══ RECORDS SHOWN

PR #794, opened 2018-03-16
check if entity is instance of FieldItemListInterface

slowflyer:
## Problem
When trying to edit the visibility field of a content type it fails with an error

## Solution
Add check to verify that the entity is an instance of FieldItemListInterface, otherwise $entity->hasField('xxx') will fail, while hasField does not exist

## Issue tracker
- https://www.drupal.org/project/social/issues/2953546

## HTT
- [x] Login as admin and try to edit visibility field of a content type
- [x] Notice it doesn't work - You will get a message on screen like "The website encountered an unexpected error. Please try again later."
- [x] Checkout to this branch
- [x] Try this and this and that and see that it works now - try to edit and save the visibility field again and you should succeed

## Documentation


slowflyer:
Thanks! That works for me!

PR #795, opened 2018-03-16
ECI-709: Update styles for landing hero button

Crazylord:
## Problem
When adding more then 2-3 buttons in the landing page hero, the styling breaks.

## Solution
Update styles for buttons, so they have padding with left and right side.
Add negative margin for wrap.

## Issue tracker
- https://www.drupal.org/project/social/issues/2953554

## HTT
- [ ] Checkout to this branch and clear cache
- [ ] Add 2-3 buttons with long text for landing hero section and check how it looks

## Documentation


modules/social_features/social_landing_page/css/social_landing_page.section.hero.css
```diff
@@ -34,10 +34,12 @@
...
     font-weight: normal;
     font-size: 20px; }
+  .paragraph--hero .cover-small .hero-footer .field--name-field-hero-buttons {
+    margin: 0 -10px; }
   .paragraph--hero .cover-small .hero-footer .field--item {
     display: inline-block; }
-    .paragraph--hero .cover-small .hero-footer .field--item:not(:first-child) .paragraph--button {
-      padding-left: 20px; }
+    .paragraph--hero .cover-small .hero-footer .field--item .paragraph--button {
+      padding: 0 10px; }
```
Kingdutch: Why don't we just change this to `padding-right: 10px` then your negative margin is not needed.

Crazylord: Then content(buttons) will stretch correctly in left and right corner.

left23: I don't understand. In my testing, padding-right: 10px is enough. I don't see any negative side effects to this.
I prefer this over needing to add a negative margin.
@Crazylord can you explain please, otherwise perhaps you can review this please

Crazylord: If you set padding-right - then buttons will be break to another line earlier. In my case, button will be stick to right side

left23: Understood. Thanks for explaining

PR #797, opened 2018-03-19
#2948653 by Heine. Fix create access check on group types select

jochemvn:
## Problem
The group/add page shows group types the user cannot create, because the role doesn't have create access.

## Solution

Adds a check on create access. Also added the appropriate caching metadata to the array element.

## Issue tracker

https://www.drupal.org/project/social/issues/2948653

## HTT
- [x] On an existing installation
- [x] Remove create [group type] access permision for one group type from authenticated users.
- [x] Login as user with that role and go to /group/add
- [x] Notice the option selection still includes the group type from above
- [x] Checkout to this branch
- [x] Go to /group/add and see that the group is no longer in the option list.

## Documentation


jochemvn:
@HeineDeelstra 
cc: @bramtenhove 
There are two instantiations of SocialGroupAddForm in the social_group.module file. That is the reason this PR fails. I think that that way the code in social_group.module has been written should be changed. Otherwise every new DI that is made here will result in crashes in those two places. The idea is that these functions try to get the group type element. This could maybe be done statically with an input array of groupstypes the current user is allowed to use? It depends a bit on the usecase, but looking at it, it might work...

Then the element can be taken out of the form with SocialGroupAddForm::getGroupTypeElement();

I've made a fix, but I don't think we should allow this. I'm already using your code so I needed a quickfix.

PR #798, opened 2018-03-20
DS-4972 Make landing page block names less technical

OH17L:
## Problem
Landing page block names are technical.

## Solution
Make landing page block names less technical.

## Issue tracker
https://jira.goalgorilla.com/browse/DS-4972

## HTT
- [x] Enable **Social Landing Page** module
- [x] Go to **/node/add/landing_page**
- [ ] Press **ADD SECTION** and press **ADD BLOCK**
- [ ] You should see default name of blocks (for example **Activity overview**) and block groups (for example **Lists (Views)**)
- [ ] Checkout to this branch
- [ ] If you update page and repeat third step then you should see changed name of blocks (for example **Activity details**) and only one blocks group **Basic**


modules/social_features/social_landing_page/src/Plugin/Field/FieldWidget/BlockFieldWidget.php
```diff
@@ -0,0 +1,81 @@
...
+    $groups = [
+      $this->t('Lists (Views)')->render() => $this->t('Basic'),
+      $this->t('Social Landing Page')->render() => $this->t('Basic'),
+    ];
+
+    $blocks = [
+      'activity_overview_block' => $this->t('Full activity stream'),
+      'views_block:activity_stream-block_stream_homepage' => $this->t('Full activity stream with post field'),
+      'views_block:community_activities-block_stream_landing' => $this->t('Latest activities'),
+      'views_block:latest_topics-block_latest_topics' => $this->t('Latest topic'),
```
jaapjan: @OH17L Shouldn't this be "Latest topics"

PR #799, opened 2018-03-20
Add number of private messages to export if module exists

BSaxion:
## Problem
It is needed that the number of private messages to be added to user's CSV export

## Solution
I add some extra functionality to export number of private messages to the module social_user_export.


Kingdutch:
Hi @BSaxion,

It looks like this Pull Request contains a bit more code than you'd need for what you're trying to do. Please clean up the PR to ensure it only contains the changes to add the private messages to the export.

~ Alexander

Kingdutch:
Hey Brhane, it looks like you now have 2 commits that say "Cleaning commits and removing some not needed commits." instead of having actual cleaned up commits 😅 

You also still have changes in `modules/social_features/social_post/social_post.module` of which I'm not sure they're needed? 

You should also check out the merge conflicts that GitHub is reporting and see if you can use an entityQuery here for the private message count instead of a database query.

bramtenhove:
Thanks @BSaxion!

PR #803, opened 2018-03-21
DS-4886 As a LU I want to see a clear activity stream without duplicate info regarding posts + comments

OH17L:
## Problem
The problem is that there is a lot of duplicate information when people comment on a post in a group stream.

## Solution
Hide all activities about the commented post on group stream page.

## Issue tracker
https://jira.goalgorilla.com/browse/DS-4886

## HTT
- [ ] Go to stream page of some group
- [ ] Create comment on some post
- [ ] You should see your comment in the first position of a stream and you can see second time your comment after activity about creating a commented post
- [ ] Checkout to this branch
- [ ] You should not see your comment in the first position of a stream


jaapjan:
Behat tests are failing. Please check them and make adjustments accordingly

PR #806, opened 2018-03-22
Issue #2931336 replace string for page title and config description

left23:
## Problem
The title of the "Notifications" page (/notifications) is now "Activity Stream". 

I think this is due to the configuration yml having being copied and these strings were overlooked

## Solution
Title should be "Notifications" 

## Issue tracker
https://www.drupal.org/project/social/issues/2931336

## HTT
- [ ] Login as LU + and go to /notifications
- [ ] Notice the page title reads "activity stream"
- [ ] Checkout to this branch
- [ ] *I am not sure how you load this new configuration - I uninstalled social_activity module and reinstalled it
- [ ] Notice the page title reads "Notifications"

## Documentation

### DIFF
--- a/modules/social_features/social_activity/config/install/views.view.activity_stream_notifications.yml
+++ b/modules/social_features/social_activity/config/install/views.view.activity_stream_notifications.yml
@@ -13,7 +13,7 @@ dependencies:
 id: activity_stream_notifications
 label: 'Activity stream notifications'
 module: views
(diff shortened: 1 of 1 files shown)


left23:
@OH17L This is only a configuration change but because it is in the install configuration, I am not sure if other steps are needed. Please let me know what you think.

left23:
Thanks @OH17L 
I added this to the release notes too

════

_WHAT TO DO_:
Output the line bearing "- [ ] *I am not" along with all the lines after it through the end of the entries, exactly, and no other lines.

_TASK RESPONSE_:
- [ ] *I am not sure how you load this new configuration - I uninstalled social_activity module and reinstalled it
- [ ] Notice the page title reads "Notifications"

## Documentation

### DIFF
--- a/modules/social_features/social_activity/config/install/views.view.activity_stream_notifications.yml
+++ b/modules/social_features/social_activity/config/install/views.view.activity_stream_notifications.yml
@@ -13,7 +13,7 @@ dependencies:
 id: activity_stream_notifications
 label: 'Activity stream notifications'
 module: views
(diff shortened: 1 of 1 files shown)


left23:
@OH17L This is only a configuration change but because it is in the install configuration, I am not sure if other steps are needed. Please let me know what you think.

left23:
Thanks @OH17L 
I added this to the release notes too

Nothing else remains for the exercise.